“Yes! let the boy come,” said Mr. Briggs. “If he was a witness to the accident he speaks of, we will need his testimony if we overtake the guilty ones.”
“But my machine?” said Dan, doubtfully.
“Lift it right up here,” commanded Mr. Briggs. “We’ll fasten it on the running board. Then, young man, you get in beside Henri, and we’ll be off.”
Dan was quick to obey these suggestions. His Flying Feather he stood upright on the running board of the car, and he saw that it was fastened securely. In five minutes they were off, after Mr. Polk left word at the sheriff’s office for the officers to watch for the mysterious car and its three occupants.
The auto dashed off along the pike toward Riverdale. There were three cross roads that the offenders against law might have taken, as long as they did not complete their run to Upton Falls. But there were by-roads, too, on which they might have hidden and the deputy sheriff advised stopping to inquire at every farmhouse, and of every teamster whom they met. It was some time, however, ere they picked up the trail of the maroon car, and then they obtained the clue in quite a strange way.

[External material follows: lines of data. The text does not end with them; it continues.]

PR #11306, opened 2026-05-03
fix: character array allocation length for function results

### LINKED ISSUE #11273: Semantic error: Only String type is supported as of now
Godbolt LFortran 0.59.0 says `Build failed` for code below and lfortran says

```
semantic error: Only String type is supported as of now.
  --> xdefined_operator_char_array_constructor.f90:10:1
   |
10 | character(len=len(values(1))), allocatable :: kept(:)
   | ^^^^^^^^^^^^^^^^^^^^^^^^^^^^^^^^^^^^^^^^^^^^^^^^^^^^^ 
```
for
```
lfortran --version
LFortran version: 0.45.0
Platform: Windows
LLVM: 19.1.1
Default target: x86_64-pc-windows-msvc
```

```fortran
module xdefined_operator_char_array_constructor_mod
implicit none
interface operator (.exclude.)
   module procedure char_exclude
end interface
contains

function char_exclude(values, drop) result(kept)
character(len=*), intent(in) :: values(:), drop(:)
character(len=len(values(1))), allocatable :: kept(:)
integer :: i, n
n = 0
do i = 1, size(values)
   if (.not. any(values(i) == drop)) n = n + 1
end do
allocate(kept(n))
n = 0
do i = 1, size(values)
   if (.not. any(values(i) == drop)) then
      n = n + 1
      kept(n) = values(i)
   end if
end do
end function char_exclude

end module xdefined_operator_char_array_constructor_mod

program xdefined_operator_char_array_constructor
use xdefined_operator_char_array_constructor_mod, only: operator(.exclude.)
implicit none
write (*,"(100(a,1x))") ["dog","cat","boy"] .exclude. ["cat "]
end program xdefined_operator_char_array_constructor
```

opixdown:
fixed #11273

### DIFF
--- a/integration_tests/CMakeLists.txt
+++ b/integration_tests/CMakeLists.txt
@@ -3713,6 +3713,7 @@ RUN(NAME character_24 LABELS gfortran llvm llvm_wasm llvm_wasm_emcc EXTRA_ARGS -
 RUN(NAME character_25 LABELS gfortran llvm llvm_wasm llvm_wasm_emcc fortran)
 RUN(NAME character_26 LABELS gfortran llvm)
 RUN(NAME character_27 LABELS gfortran llvm)
+RUN(NAME character_28 LABELS gfortran llvm llvm_wasm llvm_wasm_emcc)
 RUN(NAME char_array_01 LABELS gfortran llvm llvm_wasm llvm_wasm_emcc)
 RUN(NAME char_array_indexing LABELS gfortran llvm llvm_wasm llvm_wasm_emcc)
 RUN(NAME char_array_indexing_02 LABELS gfortran llvm llvm_wasm llvm_wasm_emcc)
--- a/integration_tests/character_28.f90
+++ b/integration_tests/character_28.f90
@@ -1,0 +1,43 @@
+module char_28_mod
+implicit none
+interface operator (.exclude.)
+   module procedure char_exclude
+end interface
+contains
+
+function char_exclude(values, drop) result(kept)
+character(len=*), intent(in) :: values(:), drop(:)
+character(len=len(values(1))), allocatable :: kept(:)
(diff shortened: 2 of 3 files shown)


HarshitaKalani (approved):

assem2002:
Please resolve CI failure

integration_tests/CMakeLists.txt
```diff
@@ -3713,6 +3713,7 @@ RUN(NAME character_24 LABELS gfortran llvm llvm_wasm llvm_wasm_emcc EXTRA_ARGS -
 RUN(NAME character_25 LABELS gfortran llvm llvm_wasm llvm_wasm_emcc fortran)
 RUN(NAME character_26 LABELS gfortran llvm)
 RUN(NAME character_27 LABELS gfortran llvm)
+RUN(NAME character_28 LABELS gfortran llvm llvm_wasm llvm_wasm_emcc fortran)
```
HarshitaKalani: fails with the fortran flag

integration_tests/character_28.f90
```diff
@@ -0,0 +1,43 @@
...
+
+end module char_28_mod
+
+program char_28
+use char_28_mod, only: operator(.exclude.)
+implicit none
+
+character(len=3), allocatable :: res(:)
+
+res = ["dog","cat","boy"] .exclude. ["cat "]
```
certik, line 34: This requires `--realloc-lhs-arrays`, and we need to add a test that fails, then we need to add `--realloc-lhs-arrays` into CMake for this.

certik: @opixdown can you fix this in the next PR?

opixdown: @certik i'll fix it in upcoming pr

PR #11312, opened 2026-05-03
Fix : character-array as arraysection

### LINKED ISSUE #11262: Only string(a:b) supported
Get `Only string(a:b) supported for now` with Godbolt LFortran 0.59.0 for

```fortran
module xunique_char_index_section_mod
implicit none
contains

subroutine unique_char(ivec, ipos, nuniq)
character(len=*), intent(in) :: ivec(:)
integer, intent(out) :: ipos(:)
integer, intent(out) :: nuniq
integer :: i, n

n = size(ivec)
if (n == 0) then
   nuniq = 0
   return
end if
ipos(1) = 1
nuniq = 1
do i = 2, n
   if (all(ivec(i) /= ivec(ipos(:nuniq)))) then
      nuniq = nuniq + 1
      ipos(nuniq) = i
   end if
end do
end subroutine unique_char

end module xunique_char_index_section_mod

program xunique_char_index_section
use xunique_char_index_section_mod, only: unique_char
implicit none
character(len=3) :: x(5)
integer :: ipos(5), nuniq

x = [character(len=3) :: "aa", "bb", "aa", "cc", "bb"]
call unique_char(x, ipos, nuniq)
print *, nuniq
print *, ipos(:nuniq)
end program xunique_char_index_section
```

assem2002:
fix #11262

### DIFF
--- a/integration_tests/CMakeLists.txt
+++ b/integration_tests/CMakeLists.txt
@@ -3319,6 +3319,7 @@ RUN(NAME array_section_27 LABELS gfortran llvm llvm_single_invocation
     EXTRAFILES array_section_27_mod.f90 array_section_27_sub.f90
     EXTRA_ARGS --separate-compilation)
 RUN(NAME array_section_28 LABELS gfortran llvm)
+RUN(NAME array_section_29 LABELS gfortran llvm)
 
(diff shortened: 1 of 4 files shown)


certik:
The test is not registered, so none of the code in this PR is tested.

As they came to the lane leading up to a barn, the farmer came running out with a pitch fork in his hand. Before Mr. Polk could speak, the man demanded:
“Ye got ’em, hev ye, Sheriff? Wa’al I’m glad of it! I’ll go right down with ye t’ th’ ’squire’s office, an’ I guess, he’ll make ’em pay a pretty price for their fun. That calf of mine run int’ a barbed wire fence an’ tore herself all up——”
“Hold on, Mr. Jackson!” exclaimed the deputy. “You’re getting your dates mixed, I guess. These gentlemen certainly have done you no harm.”
“No harm!” yelled the farmer. “When they come up through the Indian Bridge road not an hour ago, they skeered my heifer into a conniption fit, and come pretty nigh runnin’ over me when I come out at ’em.”
“Not these gentlemen,” said Polk. “I can vouch for them. One is Mr. Thomas Armitage, whom you ought to know, Jackson.”